Bulk Batch Sampling Options

IngoMarquart · October 31, 2019, 12:11pm

I am essentially looking for the best-practice for loading bulk batches of data, and I find very little definitive information in the docs or online, even though I’d imagine this is a quite common use case.

Task description

My specific use-case has two features of import

The data does not fit into memory but needs to be fetched from a table / array style database. However, given that it is array-like, it can be indexed very easily (or in case of a DB, queried even non-sequentially). And adjacent use case would be data that is somehow chunked.
As a result, it is inefficient to use the standard dataloader behavior (including the batch_size parameter), as the dataset is queried with single indecies of data, which leads to a) many small queries for the database and b) many collate operations (in case a custom collate is necessary).

In my use case, even using a custom “dumb” loop over a dataset written to take ranges of indicies is 10x faster than the default dataloader with 16 workers on 16 CPU cores.

Proposed options

I gather the following options. Assume my dataset is able to take lists of indecies and return a finished batch consisting of a data tensor and some labeling tensor, but can also take a single index to work with the standard batching.

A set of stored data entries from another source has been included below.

PR #1083, opened 2021-11-14
chore: MCR pipeline support for V2 driver build

edreed:
**What type of PR is this?**

/kind cleanup

The pipeline used to build and publish container images to the MCR supports the use of environment variables, but requires their value be used to customize the build and not just their presence. In order to support building both the V1 & V2 driver from the same pipeline, this PR changes the Makefile to rely on the value of the `BUILD_V2` environment variable to determine whether to build the V1 or V2 driver.

Although the V2 driver will be built from the `main_v2` branch, this change is necessary on master to correctly build the V1 driver and avoid inadvertently building and publish an incomplete V2 driver image from master when the pipeline definition is updated.

Fixes #

**Requirements**:
  
- [ ] includes documentation
- [ ] adds unit tests

**Release note**:
```
none
```


andyzhangx (approved):
/lgtm
/approve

In the dataloader, set batch_size to None. Write a sampler class with my desired batch_size and an iter function that yields successive indicies of the type [1,2,3,…batch_size]. An example may be this code:
https://gist.github.com/SsnL/205a4cd2e4e631a42cc9d8e879a296dc
Which also implements chunking.
I would then use a custom collate function, that just returns the data from the dataset as is.
It also seems that there is a “Batch_Sampler” class implemented. e.g.
BatchSampler(SequentialSampler(range(10)), batch_size=3, drop_last=False). This wraps another sampler, in my case, a Sequential Sampler and should also yield the same indicies, right? So no need to write my custom sampler?
This option would again mean setting batch_size to none and specifying, in the dataloader the sampler. Is it truly the same, or is there some sort of unnecessary overhead in either case?
Dataloader itself has a “batch_sampler=” parameter.
The documentation is quite confusing. It says one the one hand
" For map-style datasets, users can alternatively specify batch_sampler , which yields a list of keys at a time."
which suggests this is exactly the same as my previous two points. However, later it says
"The batch_size and drop_last arguments essentially are used to construct a batch_sampler from sampler."
But the batch_sampler thus supposedly created by batch_size clearly does not query batches from the dataset, but queries single indecies and collates via collate_fn. That behavior is inefficient in this use case, and I have tested it to be at least a magnitude too slow
Finally, there is also iterableDataset. I mention this, because this has been proposed for similar use cases (out-of-memory data). I am unsure, however, what the performance implications are. Clearly, if the iter function loads one data-row at a time, we are again inefficient. But the IterableDataset could be set up with a batch size, and itself iterate over batches (perhaps using an internal sampler generator). This would then be the same as a map-style dataset with a batch sampler, right?
Is there some sort of consensus which of these options would be better? I mean sure, the map dataset is more flexible, but I do theoretically iterate over the whole dataset. Would such a “batched IterableDataset” be faster for some reason?

Question

Is my sense of these options correct? Or are there even more? Do you have a sense of what would be efficient?

Further question:

A custom collate function here would just return the inputs, which are already batches, and in my case, already torch tensors (because of the operations peformed after loading the data).
Since there are no pointers in Python, is there something to be aware of here when it comes to passing pyTorch tensors? Clearly, we do not want to modify or copy the tensors provided by the dataset, or get anymore overhead. Is a simple return fine?

deathcrush · March 14, 2022, 8:13pm

I was wondering what your conclusions were in this problem? I am facing a similar use case!